Saved data entries
........
PR #676, opened 2023-10-13
feat: add rich previews

CharlesSheelam:
Utilized the open graph protocol to add rich previews for Base page, codebases, events, and jobs.


django/core/jinja2/base.jinja
```diff
@@ -288,6 +288,21 @@
     <link rel="mask-icon" href="{{ static('favicon/safari-pinned-tab.svg') }}" color="#5bbad5">
     <meta name="msapplication-TileColor" content="#da532c">
     <meta name="theme-color" content="#ffffff">
+    {% block ogp_tags %}
+    <!-- Facebook Meta Tags -->
+    <meta property="og:url" content="https://www.comses.net/">
+    <meta property="og:type" content="website">
+    <meta property="og:title" content="CoMSES Net">
+    <meta property="og:description" content="CoMSES Net is an international open research community dedicated to fostering good practices for computational / agent based modeling.">
+    <meta property="og:image" content="https://complexity.asu.edu/sites/default/files/comses.jpg">
```
alee, line 297: these probably should refer to an internal static image.. I guess the current logo is generated by JS but it could live in core/static/images as well and be accessible via something like `{{ static("images/comses-logo.png") }}`. 

This can be done by copying `frontend/src/assets/images/comses-logo.png` to `django/core/static/images` and then replace all `og|twitter:image` references to the static invocation above

django/core/jinja2/base.jinja
```diff
@@ -288,6 +288,21 @@
     <link rel="mask-icon" href="{{ static('favicon/safari-pinned-tab.svg') }}" color="#5bbad5">
     <meta name="msapplication-TileColor" content="#da532c">
     <meta name="theme-color" content="#ffffff">
+    {% block ogp_tags %}
+    <!-- Facebook Meta Tags -->
+    <meta property="og:url" content="https://www.comses.net/">
+    <meta property="og:type" content="website">
+    <meta property="og:title" content="CoMSES Net">
```
alee, line 295: should we include the full expanded acronym here, Network for Computational Modeling in the Social and Ecological Sciences or will it be too long for the rich preview?

django/core/jinja2/core/jobs/list.jinja
```diff
@@ -1,6 +1,22 @@
 {% extends "search_layout.jinja" %}
 {% from "common.jinja" import list_page, paginator, breadcrumb, member_profile_href, search_tag_href, search_bar %}
 
+{% block ogp_tags %}
+    <!-- Facebook Meta Tags -->
+    <meta property="og:url" content="https://www.comses.net/jobs/">
+    <meta property="og:type" content="website">
+    <meta property="og:title" content="Community Jobs">
+    <meta property="og:description" content="View all jobs related to CoMSES">
+    <meta property="og:image" content="https://complexity.asu.edu/sites/default/files/comses.jpg">
```
alee, line 10: should we create custom images for comses jobs / events / codebases and add them to static? might be a nice UX touch

django/library/jinja2/library/codebases/releases/retrieve.jinja
```diff
@@ -56,6 +56,22 @@
     ]) }}
 {% endblock %}
 
+{% block ogp_tags %}
+    <!-- Facebook Meta Tags -->
+    <meta property="og:url" content="{{ request.build_absolute_uri(absolute_url) }}">
+    <meta property="og:type" content="article">
+    <meta property="og:title" content="{{ codebase.title }}">
+    <meta property="og:description" content="{{ codebase.description.raw|truncate(150) }}">
```
alee, line 64: we should probably use `codebase.summarized_description` (and modify its implementation to make it work better for this use case as needed)

django/core/jinja2/core/member_profiles/retrieve.jinja
```diff
@@ -14,6 +14,23 @@
     ]) }}
 {% endblock %}
 
+{% block ogp_tags %}
+    <!-- Facebook Meta Tags -->
+    <meta property="og:url" content="{{ request.build_absolute_uri(absolute_url) }}">
+    <meta property="og:type" content="article">
+    <meta property="og:title" content="{{ title }}">
+    <meta property="og:description" content="{{ description }}">
```
alee, line 22: I think this is a copypasta issue, for MemberProfile this should probably be `name` and `bio` ?

django/core/jinja2/core/jobs/retrieve.jinja
```diff
@@ -16,6 +16,22 @@
     ]) }}
 {% endblock %}
 
+{% block ogp_tags %}
+    <!-- Facebook Meta Tags -->
+    <meta property="og:url" content="{{ request.build_absolute_uri(absolute_url) }}">
+    <meta property="og:type" content="article">
+    <meta property="og:title" content="{{ title }}">
+    <meta property="og:description" content="{{ description }}">
```
alee, line 24: probably best to use `summary` instead, as description can be quite long

same thing with Events

alee (changes requested):
Good work @CharlesSheelam ! This sets up the groundwork nicely. A few minor nitpicks and suggested edits included inline.

We should also identify other "important" pages to put these OGP tags in as well...

- education
- resources/modeling-frameworks (https://www.comses.net/resources/modeling-frameworks/)
- documentation
- standards
- ?

django/core/jinja2/base.jinja
CharlesSheelam: We could test it the full expanded acronym, I have changed it to the full thing for now. If it seems to long later I can change it back.

django/core/jinja2/base.jinja
```diff
@@ -288,6 +288,21 @@
     <link rel="mask-icon" href="{{ static('favicon/safari-pinned-tab.svg') }}" color="#5bbad5">
     <meta name="msapplication-TileColor" content="#da532c">
     <meta name="theme-color" content="#ffffff">
+    {% block ogp_tags %}
+    <!-- Facebook Meta Tags -->
+    <meta property="og:url" content="https://www.comses.net/">
+    <meta property="og:type" content="website">
+    <meta property="og:title" content="The Network for Computational Modeling in the Social and Ecological Sciences (CoMSES Net)">
+    <meta property="og:description" content="CoMSES Net is an international open research community dedicated to fostering good practices for computational / agent based modeling.">
+    <meta property="og:image" content="/static/images/logo.png">
```
alee, line 297: refer to static assets in a jinja template using the incantation I shared earlier,

`{{ static("images/logo-comses.png") }}`

so the full line would be something like

```
<meta property="og:image" content="{{ static('images/logo-comses.png') }}">
```

For more info on why we dynamically generate these static links, 

https://docs.djangoproject.com/en/4.2/howto/static-files/#configuring-static-files

(though the syntax looks a little different since we are using Jinja templates instead of Django templates)

alee (changes requested):
LGTM! Just a minor note to replace the og:image /static/image URL with the jinja `static()` function instead

django/core/jinja2/base.jinja
CharlesSheelam: Apologies, forgot to fix these. I just updated them and the pull request is updated.

PR #681, opened 2023-11-06
fix: display correct image for codebases in ogp tags

CharlesSheelam:
- Fixed the image tags in `django/library/jinja2/library/codebases/releases/retrieve.jinja` to display the correct image.

- Fixed image tag in `django/core/jinja2/core/jobs/retrieve.jinja` to the correct syntax.

### DIFF
--- a/django/core/jinja2/base.jinja
+++ b/django/core/jinja2/base.jinja
@@ -1,4 +1,4 @@
-{% from "common.jinja" import ogp_tags_base%}
+{% from "common.jinja" import render_ogp_tags%}
 
 {% if not user %}
     {% set user = request.user %}
@@ -291,7 +291,7 @@
     <meta name="msapplication-TileColor" content="#da532c">
     <meta name="theme-color" content="#ffffff">
     {% block ogp_tags %}
-    {{ ogp_tags_base() }}
+    {{ render_ogp_tags() }}
     {% endblock ogp_tags %}
     <title>
         {% block title %}CoMSES Net{% endblock %}
--- a/django/core/jinja2/base.jinja
+++ b/django/core/jinja2/base.jinja
@@ -272,6 +272,23 @@
     {% endwith %}
 {% endmacro %}
 
+{% macro ogp_tags_base(url=None, title=None, description=None, image=None) %}
+    <!-- Facebook Meta Tags -->
+    <meta property="og:url" content="{{ url or 'https://www.comses.net/'}}">
+    <meta property="og:type" content="website">
+    <meta property="og:title" content="{{ title or 'The Network for Computational Modeling in the Social and Ecological Sciences (CoMSES Net)'}}">
+    <meta property="og:description" content="{{ description or 'CoMSES Net is an international open research community dedicated to fostering good practices for computational / agent based modeling.'}}">
+    <meta property="og:image" content="{{ image or static('images/logo-comses.png') }}">
+
+    <!-- Twitter Meta Tags -->
+    <meta name="twitter:card" content="summary_large_image">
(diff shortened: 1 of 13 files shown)


django/library/jinja2/library/codebases/releases/retrieve.jinja
```diff
@@ -62,16 +62,16 @@
     <meta property="og:type" content="article">
     <meta property="og:title" content="{{ codebase.title }}">
     <meta property="og:description" content="{{ codebase.summarized_description }}">
-    <meta property="og:image" content="{{ codebase.get_featured_image() }}">
+    <meta property="og:image" content="{{ codebase.get_image_urls()[0] }}">
```
alee, line 65: do we need to guard against codebases with no images / empty `get_image_urls()` ?

it might be useful to use wagtail's image processing to generate a specifically sized rendition and a URL to that rendition:

https://stackoverflow.com/questions/71509212/getting-url-of-image-on-django-wagtail-site

https://docs.wagtail.org/en/stable/topics/images.html#generating-the-image-as-foo-to-access-individual-properties

https://docs.wagtail.org/en/stable/topics/images.html#full_url

sgfost:
also just realized the tags are duplicated across each page, using a macro https://jinja.palletsprojects.com/en/3.1.x/templates/#macros with the relevant params (title, description, optional image url) would cut down on quite a bit of markup

django/core/jinja2/base.jinja
```diff
@@ -272,6 +272,23 @@
...
+    <meta property="og:image" content="{{ image or static('images/logo-comses.png') }}">
+
+    <!-- Twitter Meta Tags -->
+    <meta name="twitter:card" content="summary_large_image">
+    <meta property="twitter:domain" content="comses.net">
+    <meta property="twitter:url" content="{{ url or 'https://www.comses.net/'}}">
+    <meta name="twitter:title" content="{{ title or 'The Network for Computational Modeling in the Social and Ecological Sciences (CoMSES Net)'}}">
+    <meta name="twitter:description" content="{{ description or 'CoMSES Net is an international open research community dedicated to fostering good practices for computational / agent based modeling.'}}">
+    <meta property="og:image" content="{{ image or static('images/logo-comses.png') }}">
+{% endmacro %}
```
sgfost, line 290: I think this should go in core/common.jinja with most of the other shared macros and then be explicitly imported where we use it

django/library/jinja2/library/codebases/releases/retrieve.jinja
```diff
@@ -62,14 +62,24 @@
...
+        <meta property="og:image" content="{{ static('images/logo-comses.png') }}">
+    {% endif %}
     <!-- Twitter Meta Tags -->
     <meta name="twitter:card" content="summary_large_image">
     <meta property="twitter:domain" content="comses.net">
     <meta property="twitter:url" content="{{ request.build_absolute_uri(absolute_url) }}">
     <meta name="twitter:title" content="{{ codebase.title }}">
     <meta name="twitter:description" content="{{ codebase.summarized_description }}">
-    <meta name="twitter:image" content="{{ codebase.get_featured_image() }}">
+    {% if codebase.featured_images.exists() %}
```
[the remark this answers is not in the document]
sgfost: Still the case, especially with a macro. Probably best to just modify get_featured_rendition_url() to return None if the featured image doesn't exist and then we'd just need one line for the template macro:

```
{{ ogp_tags(image=codebase.get_featured_rendition_url(), ...) }}
```

sgfost (changes requested):
Looks good, thanks Charles. 2 nitpicks and then this is good to go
........
What you will do —
Work out how many lines of the entries hold the word "would", and write only that figure.

Worked solution —
2